» Assigned task
Give back an exact copy of the lines below, from the first through the line with "So actually there"; please stop there.

(Data in this exercise Opens)

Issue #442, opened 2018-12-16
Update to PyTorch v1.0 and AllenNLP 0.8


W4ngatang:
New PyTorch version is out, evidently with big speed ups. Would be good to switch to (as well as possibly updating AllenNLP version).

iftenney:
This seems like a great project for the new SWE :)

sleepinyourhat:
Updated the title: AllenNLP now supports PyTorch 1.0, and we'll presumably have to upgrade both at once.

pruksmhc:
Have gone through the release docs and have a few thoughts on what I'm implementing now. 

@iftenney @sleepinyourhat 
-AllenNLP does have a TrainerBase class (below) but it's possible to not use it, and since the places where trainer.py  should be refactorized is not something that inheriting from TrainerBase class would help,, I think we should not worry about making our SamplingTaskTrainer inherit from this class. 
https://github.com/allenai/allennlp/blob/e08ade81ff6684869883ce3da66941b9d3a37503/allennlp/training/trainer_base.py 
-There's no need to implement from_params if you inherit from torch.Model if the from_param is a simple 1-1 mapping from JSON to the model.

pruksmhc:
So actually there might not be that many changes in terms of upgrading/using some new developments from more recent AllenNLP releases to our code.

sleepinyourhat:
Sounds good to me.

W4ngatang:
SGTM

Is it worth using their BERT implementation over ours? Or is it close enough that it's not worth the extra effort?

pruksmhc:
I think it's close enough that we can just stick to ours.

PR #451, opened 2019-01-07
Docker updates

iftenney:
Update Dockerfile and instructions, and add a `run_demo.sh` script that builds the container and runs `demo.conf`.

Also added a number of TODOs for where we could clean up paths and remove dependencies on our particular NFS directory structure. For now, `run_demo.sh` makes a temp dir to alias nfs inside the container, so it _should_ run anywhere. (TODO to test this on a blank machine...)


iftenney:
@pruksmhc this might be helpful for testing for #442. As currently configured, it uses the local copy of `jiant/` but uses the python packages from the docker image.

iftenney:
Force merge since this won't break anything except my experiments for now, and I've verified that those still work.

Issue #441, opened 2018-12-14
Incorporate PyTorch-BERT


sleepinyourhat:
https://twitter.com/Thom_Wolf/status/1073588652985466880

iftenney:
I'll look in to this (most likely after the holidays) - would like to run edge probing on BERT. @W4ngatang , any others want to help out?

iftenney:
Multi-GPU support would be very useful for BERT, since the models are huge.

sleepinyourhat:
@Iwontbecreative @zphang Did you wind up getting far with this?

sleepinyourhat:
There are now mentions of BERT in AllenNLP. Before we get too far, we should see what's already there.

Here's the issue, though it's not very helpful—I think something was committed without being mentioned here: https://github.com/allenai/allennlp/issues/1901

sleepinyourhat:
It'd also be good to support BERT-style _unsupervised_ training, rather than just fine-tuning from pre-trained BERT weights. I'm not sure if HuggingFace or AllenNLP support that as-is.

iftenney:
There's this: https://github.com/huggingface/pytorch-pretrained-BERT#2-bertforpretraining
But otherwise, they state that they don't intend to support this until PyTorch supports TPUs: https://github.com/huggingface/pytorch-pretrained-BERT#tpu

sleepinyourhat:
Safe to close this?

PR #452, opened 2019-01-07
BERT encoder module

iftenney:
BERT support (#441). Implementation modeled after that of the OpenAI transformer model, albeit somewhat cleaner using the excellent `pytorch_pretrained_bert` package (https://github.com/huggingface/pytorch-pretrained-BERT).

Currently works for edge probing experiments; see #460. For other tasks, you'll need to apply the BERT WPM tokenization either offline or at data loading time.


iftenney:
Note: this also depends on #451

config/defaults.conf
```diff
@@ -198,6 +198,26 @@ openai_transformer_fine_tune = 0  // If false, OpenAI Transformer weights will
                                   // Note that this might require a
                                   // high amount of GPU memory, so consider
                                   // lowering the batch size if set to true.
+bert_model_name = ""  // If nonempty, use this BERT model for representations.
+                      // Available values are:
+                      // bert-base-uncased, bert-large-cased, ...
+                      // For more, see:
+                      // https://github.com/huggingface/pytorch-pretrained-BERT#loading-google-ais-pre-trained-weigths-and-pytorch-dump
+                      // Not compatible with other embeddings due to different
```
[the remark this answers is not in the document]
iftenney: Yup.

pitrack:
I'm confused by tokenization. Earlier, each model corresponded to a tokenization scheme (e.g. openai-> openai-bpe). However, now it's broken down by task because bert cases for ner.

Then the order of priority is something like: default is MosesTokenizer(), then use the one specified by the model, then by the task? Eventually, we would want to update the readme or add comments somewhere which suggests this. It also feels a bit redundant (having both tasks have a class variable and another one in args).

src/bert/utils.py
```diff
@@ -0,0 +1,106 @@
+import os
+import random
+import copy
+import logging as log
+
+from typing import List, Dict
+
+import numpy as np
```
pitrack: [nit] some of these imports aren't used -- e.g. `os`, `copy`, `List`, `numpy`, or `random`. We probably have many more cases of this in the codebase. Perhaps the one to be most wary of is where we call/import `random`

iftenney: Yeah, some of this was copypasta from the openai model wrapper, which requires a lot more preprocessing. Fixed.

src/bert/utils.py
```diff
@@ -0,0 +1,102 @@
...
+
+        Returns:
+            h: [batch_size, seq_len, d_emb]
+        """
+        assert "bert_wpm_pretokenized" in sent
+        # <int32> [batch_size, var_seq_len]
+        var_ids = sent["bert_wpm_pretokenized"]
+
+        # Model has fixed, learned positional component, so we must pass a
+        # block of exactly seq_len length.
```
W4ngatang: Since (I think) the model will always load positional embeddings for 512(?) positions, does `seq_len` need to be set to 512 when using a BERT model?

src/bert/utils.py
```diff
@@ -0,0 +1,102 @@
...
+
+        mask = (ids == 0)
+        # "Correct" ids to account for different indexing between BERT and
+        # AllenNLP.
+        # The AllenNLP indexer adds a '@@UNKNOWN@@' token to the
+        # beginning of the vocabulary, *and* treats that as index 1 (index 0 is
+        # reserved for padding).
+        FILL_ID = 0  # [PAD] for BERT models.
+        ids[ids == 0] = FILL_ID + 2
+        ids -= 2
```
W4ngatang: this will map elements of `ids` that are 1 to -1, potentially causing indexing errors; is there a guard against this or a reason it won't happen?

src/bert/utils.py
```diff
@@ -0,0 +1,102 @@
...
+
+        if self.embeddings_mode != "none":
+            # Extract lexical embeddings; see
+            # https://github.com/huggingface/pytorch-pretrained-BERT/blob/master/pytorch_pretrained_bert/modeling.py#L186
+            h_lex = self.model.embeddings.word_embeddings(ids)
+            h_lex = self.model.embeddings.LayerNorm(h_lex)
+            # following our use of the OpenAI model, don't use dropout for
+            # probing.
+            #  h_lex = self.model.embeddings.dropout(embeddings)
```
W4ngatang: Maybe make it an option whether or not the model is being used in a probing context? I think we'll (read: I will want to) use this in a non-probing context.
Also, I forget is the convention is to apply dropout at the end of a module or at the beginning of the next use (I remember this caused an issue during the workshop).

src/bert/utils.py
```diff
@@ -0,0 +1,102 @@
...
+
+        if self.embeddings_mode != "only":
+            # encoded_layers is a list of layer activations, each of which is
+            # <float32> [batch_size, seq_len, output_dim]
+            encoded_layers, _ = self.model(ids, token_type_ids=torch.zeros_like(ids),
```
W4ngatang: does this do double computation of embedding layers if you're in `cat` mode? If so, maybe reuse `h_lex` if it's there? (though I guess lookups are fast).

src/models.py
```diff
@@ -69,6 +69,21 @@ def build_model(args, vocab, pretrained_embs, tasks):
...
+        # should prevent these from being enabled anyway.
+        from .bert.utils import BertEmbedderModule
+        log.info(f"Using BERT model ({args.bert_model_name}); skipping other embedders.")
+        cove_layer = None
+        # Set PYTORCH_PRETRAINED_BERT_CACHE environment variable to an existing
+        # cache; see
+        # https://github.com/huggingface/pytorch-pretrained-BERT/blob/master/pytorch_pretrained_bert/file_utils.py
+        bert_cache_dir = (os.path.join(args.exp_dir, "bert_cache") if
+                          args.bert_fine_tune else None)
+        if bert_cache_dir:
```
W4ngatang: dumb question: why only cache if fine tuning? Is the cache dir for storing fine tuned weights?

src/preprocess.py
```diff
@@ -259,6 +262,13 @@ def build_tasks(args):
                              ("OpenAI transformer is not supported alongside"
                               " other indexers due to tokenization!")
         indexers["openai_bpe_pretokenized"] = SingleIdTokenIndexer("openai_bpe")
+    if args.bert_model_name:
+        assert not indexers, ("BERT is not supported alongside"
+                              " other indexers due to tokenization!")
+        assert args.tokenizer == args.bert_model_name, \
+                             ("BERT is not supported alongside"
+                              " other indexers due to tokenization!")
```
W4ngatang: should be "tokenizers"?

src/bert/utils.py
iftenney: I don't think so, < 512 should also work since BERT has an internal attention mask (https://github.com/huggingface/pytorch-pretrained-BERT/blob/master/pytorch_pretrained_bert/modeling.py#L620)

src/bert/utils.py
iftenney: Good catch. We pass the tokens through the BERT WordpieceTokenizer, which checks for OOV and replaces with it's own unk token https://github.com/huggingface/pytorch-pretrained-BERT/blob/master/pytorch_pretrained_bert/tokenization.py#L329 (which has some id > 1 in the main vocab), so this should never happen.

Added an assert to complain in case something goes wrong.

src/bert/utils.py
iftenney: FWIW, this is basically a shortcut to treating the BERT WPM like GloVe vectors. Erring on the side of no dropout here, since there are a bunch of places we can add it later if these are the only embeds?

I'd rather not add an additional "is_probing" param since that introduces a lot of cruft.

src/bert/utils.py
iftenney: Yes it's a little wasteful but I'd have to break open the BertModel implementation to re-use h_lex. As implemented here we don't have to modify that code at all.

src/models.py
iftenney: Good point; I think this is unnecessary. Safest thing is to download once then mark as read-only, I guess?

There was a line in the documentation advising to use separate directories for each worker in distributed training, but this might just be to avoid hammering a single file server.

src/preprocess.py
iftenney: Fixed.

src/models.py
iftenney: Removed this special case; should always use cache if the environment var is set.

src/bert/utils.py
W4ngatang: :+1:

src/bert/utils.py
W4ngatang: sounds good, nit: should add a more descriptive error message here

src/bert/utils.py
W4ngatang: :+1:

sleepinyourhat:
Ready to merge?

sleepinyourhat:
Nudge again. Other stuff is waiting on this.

(Data in this exercise Closes)

» Output of the task
Issue #442, opened 2018-12-16
Update to PyTorch v1.0 and AllenNLP 0.8


W4ngatang:
New PyTorch version is out, evidently with big speed ups. Would be good to switch to (as well as possibly updating AllenNLP version).

iftenney:
This seems like a great project for the new SWE :)

sleepinyourhat:
Updated the title: AllenNLP now supports PyTorch 1.0, and we'll presumably have to upgrade both at once.

pruksmhc:
Have gone through the release docs and have a few thoughts on what I'm implementing now. 

@iftenney @sleepinyourhat 
-AllenNLP does have a TrainerBase class (below) but it's possible to not use it, and since the places where trainer.py  should be refactorized is not something that inheriting from TrainerBase class would help,, I think we should not worry about making our SamplingTaskTrainer inherit from this class. 
https://github.com/allenai/allennlp/blob/e08ade81ff6684869883ce3da66941b9d3a37503/allennlp/training/trainer_base.py 
-There's no need to implement from_params if you inherit from torch.Model if the from_param is a simple 1-1 mapping from JSON to the model.

pruksmhc:
So actually there might not be that many changes in terms of upgrading/using some new developments from more recent AllenNLP releases to our code.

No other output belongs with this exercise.